As inversões nas peças são sempre evidenciadas pela troca dos detentores do
poder. E o poder assumido pela inversão de papéis, nos dois casos, está atrelado à
argumentação, à linguagem. Para Pórcia, João Grilo e à Compadecida foram criados
107
enunciados carregados de palavras que demonstram toda a flexibilidade e a sagacidade
dos personagens que se transformaram nos heróis das duas peças. Mas isso só
aconteceu porque eles abandonaram suas condições iniciais e assumiram outros papéis
sociais, o que reafirma as contribuições de Bakhtin e de Gnerre discutidas no início
deste trabalho. As pessoas ao proferirem seus enunciados numa circunstância de fala
esperam uma atitude responsiva dos interlocutores, mas essas respostas são dadas
dependendo do papel que exercer o falante na sociedade.

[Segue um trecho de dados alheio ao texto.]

PR #562, opened 2024-06-26
Accept search attributes for dev server

### LINKED ISSUE #558: [Feature Request] Accept search attributes in dev server startup

See https://github.com/temporalio/features/issues/494. With https://github.com/temporalio/cli/pull/593 deployed, users should be allowed to set search attributes in dev server option that translate to `--search-attribute` calls.

cretz:
## What was changed

* `WorkflowEnvironment.start_local` now accepts a `search_attributes` argument that leverages https://github.com/temporalio/cli/pull/593
* Test for the argument

## Checklist

1. Closes #558


cretz:
There is an issue with the dev server and immediately using registered search attributes it seems. Converting to draft until it is figured out...

cretz:
Now that CLI has been released, this is now ready for review

mjameswh (approved):
Finally!

temporalio/testing/_workflow.py
```diff
@@ -91,6 +91,7 @@ async def start_local(
         download_dest_dir: Optional[str] = None,
         ui: bool = False,
         runtime: Optional[temporalio.runtime.Runtime] = None,
+        search_attributes: Sequence[temporalio.common.SearchAttributeKey] = [],
```
dandavison, line 94: This and existing parameters are violating no-mutable-defaults.

cretz: I am not aware of this rule on our codebase. We don't mutate this parameter but Python is not expressive enough to mark a list as immutable. It is an immutable default despite Python's lack of expressiveness. I wouldn't expect such a rule to affect whether the PR is approved.

dandavison: It's a standard rule in Python that default argument values shouldn't be mutable, e.g.

https://google.github.io/styleguide/pyguide.html#2124-decision
https://docs.astral.sh/ruff/rules/mutable-argument-default/

We can fix the existing examples in a separate PR, but let's not add more violations in this PR.

cretz: I disagree, I think we should be consistent with what's there and not institute new rules after PRs are opened

dandavison: OK, I mean, you'd only have to change it from `[]` to `()` 😄  But I agree we don't want to confuse this PR with purging the codebase of all existing violations. I've never worked in a Python codebase that doesn't enforce that rule. Opened https://github.com/temporalio/sdk-python/issues/762

cretz: Ah, that is simple enough, I will make that change. I do wish the rule was to not mutate a parameter with a mutable default instead of just not having a mutable default.

cretz: Fixed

A análise dos enunciados dos personagens a partir dessa inversão de papéis,
com a observância da construção semântica da língua a partir das relações de poder em convergência com a evolução da literatura dramatúrgica e o destaque do gênero
tragicômico - evidenciaram os diálogos entre os textos de Shakespeare e de Suassuna.
Esses diálogos, certamente, promoveram a transposição cultural entre uma obra e
outra.
Essa transposição, no entanto, não demarcou, como então seria de se pensar, um
efeito de imutabilidade na evolução da literatura dramática; pelo contrário, contribuiu
para dinamizar o processo de evolução literária, uma vez que cada obra manteve sua
originalidade ao dialogar também com seu contexto histórico e social. Os dois últimos
capítulos deste trabalho bem evidenciam tanto essa evolução quanto esses diálogos
entre as obras e destas com seus contextos históricos e sociais.
Assim, apesar de a arte dramatúrgica ser configurada como ficção, ou como
denominou Bakhtin de gênero secundário, por seu caráter de elaboração, o
entrecruzamento de vozes extraídas da vida real, permeiam a essência da criação
artística. Esse entrecruzamento, que contribui para a denúncia que o autor faz da sua
108
realidade histórica e social, vem refratando a história da humanidade desde os
primórdios.
No entanto, o sentido de uma obra não fica preso apenas ao seu contexto.
Primeiro, porque o autor pode resgatar também elementos e discursos de outros
contextos ou mesmo de outras obras - pela intertextualidade. Segundo, porque uma
obra exige interlocutores e estes também contribuem para configurar o diálogo
cultural. O diálogo entre a obra e seus interlocutores, certamente, acrescenta novos
sentidos à obra, que podem ou não estar de acordo com aqueles almejados no projeto
do autor. Cada obra literária recebe diferentes olhares em diferentes momentos e é
exatamente isso que propicia a transposição de tempo e espaço.